EasyJet, la vraie «succes story» européenne
Je n’aurai pas la cruauté de rappeler les tenants de ces affirmations. Mais l’histoire d’EasyJet démontre tout le contraire. Oh, certes, il n’a pas été facile à la compagnie de s’implanter. Les gouvernements se sont acharnés à lui mettre les bâtons dans les roues en ne lui accordant pas les droits de trafic, à commencer par la Suisse. Mais le modèle, copie conforme du modèle américain Southwest, s’est finalement imposé en Europe sous la pression des consommateurs qui sont aussi, faut-il le rappeler, des électeurs...

En fait il avait toutes les chances de réussite à la condition de mener la compagnie avec une stratégie affirmée et une détermination sans faille. Stelios Ioannou le créateur avait bien identifié les problèmes que les compagnies historiques européennes auraient inévitablement à affronter. Elles n’étaient tout simplement plus en phase avec leur marché et totalement inadaptées à la conquête de couches supplémentaires de clients qui ne pouvaient pas payer les tarifs alors pratiqués.

Et la mayonnaise a pris. D’abord par la mise sur le marché de tarifs peu onéreux en aller-simple alors que les compagnies traditionnelles mettaient des obstacles sophistiqués pour accéder à des réductions. Ensuite par l’utilisation d’un seul type d’appareil ce qui avait de multiples avantages quant au prix de revient et à la souplesse d’exploitation.

Enfin, la compagnie a réussi au cours des 3 dernières années à améliorer significativement son produit en introduisant l’attribution des sièges et une plus grande souplesse dans l’utilisation des billets. Ce faisant, elle a acquis une part importante de clientèle affaires (NDLR, EasyJet revendique de faire avec eux un peu plus de 20% de son chiffre d'affaires) ce qui a non seulement bien arrangé son résultat mais a eu le mérite supplémentaire d’affaiblir ses concurrents.

Et les résultats sont là. Depuis la mise en place d’une nouvelle politique résolument tournée vers la conquête de toutes les couches de clientèle, y compris les hommes d’affaires, le ratio du résultat net sur le chiffre d’affaires s’est envolé passant de 3% à 4% dans les années 2003 à 2009, avec il faut le dire une exception à plus de 8% en 2007, à un niveau proche de 7% au cours des trois dernières années.

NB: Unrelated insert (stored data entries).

PR #845, opened 2022-07-08
Try newer Wild Web Developer + LemMinX-Maven

mickaelistria:


target-platform/target-platform.target
```diff
@@ -34,7 +34,7 @@
 			<unit id="ch.qos.logback.slf4j" version="0.0.0"/>
 		</location>
 		<location includeAllPlatforms="false" includeConfigurePhase="false" includeMode="planner" includeSource="true" type="InstallableUnit">
-			<repository location="https://download.eclipse.org/wildwebdeveloper/releases/0.13.5/"/><!--Keep in sync with repo-ref in org.eclipse.m2e.repository/category.xml-->
+			<repository location="https://download.eclipse.org/wildwebdeveloper/snapshots/"/><!--Keep in sync with repo-ref in org.eclipse.m2e.repository/category.xml-->
```
HannesWell, line 37: You have to update the referenced repo in the category.xml as well. Otherwise users have to install the snapshots separately.

mickaelistria: I'd rather avoid having snapshots leaking in categoy.xml because we're very likely to forget about them. Snapshots are for testers, and testers will probably have to add the Wild Web Developer snapshot p2 repo by themselves. I think it's safer than the risk of having Wild Web Developer snapshots installed on all m2e users' machine if we forget about it.

HannesWell: That's a point. 

I wonder if we could use variables for the specific URL that is defined at one Location (maybe the root pom.xml or the .mvn/maven.config?) and shared by the *.target and category.xml file and is understood in the build and the IDE.

laeubi: See https://github.com/eclipse-pde/eclipse.pde/issues/204

PR #847, opened 2022-07-09
Draft for review

karypid:


HannesWell:
What is the status here?
@laeubi do you want to review that as well?

laeubi:
Comment about `JdtPlugin` is still not solved...

mickaelistria:
Can you please retitle and add a PR message to tell what this change is intended to? Without such info, coming back to that ticket after a break is not so easy,

laeubi:
@karypid are you still interested in this or should we close it?

kwin:
This needs an update after https://github.com/eclipse-m2e/m2e-core/pull/1137.

laeubi:
CLsoing because of no response from original autor, @karypid let us know if you want to catch up on this any time later, it would probabbly easier to just start fresh from master.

Et le résultat ne cesse de s’améliorer alors que le coefficient de remplissage est stagnant. Il faut dire qu’à plus de 87%, il est difficile de faire mieux.

Et tous les indicateurs sont au vert. Le niveau d’endettement est proche de 1 par rapport à la situation de cash (aux alentours de 900 millions de £ soit 1,062 milliards d’€), le résultat avant impôts est monté à 317 millions de £ soit 374 millions d’€ et les impôts sont raisonnables pour une société enregistrée à Jersey. Le taux de rendement du capital frôle les 15%. Que demander de mieux ?

Finalement, la compagnie a résolu l’équation que tout le monde recherche : gagner de l’argent dans un paysage extrêmement concurrentiel, sans pour autant rechercher les niches de marché, comme le pratique Ryanair. Le modèle d’EasyJet est ni plus ni moins du « low cost » traditionnel exercé sur les marchés principaux dans les aéroports majeurs. C’est d’ailleurs ce qui explique que le coût du siège offert soit relativement élevé : 63,37 € pour l’exercice 2012. Mais le chiffre d’affaires au siège est, lui, de 69,04 € dont 67,09 € sont obtenus par la recette transport et seulement 1,95 € pour les « ancillary products » Ce sont au fond, des chiffres très normaux.

La réussite d’EasyJet montre qu’une stratégie simplement raisonnable et une adaptation constante du produit aux attentes du marché peut donner des résultats très positifs dans un secteur d’activité considéré comme voué aux pertes.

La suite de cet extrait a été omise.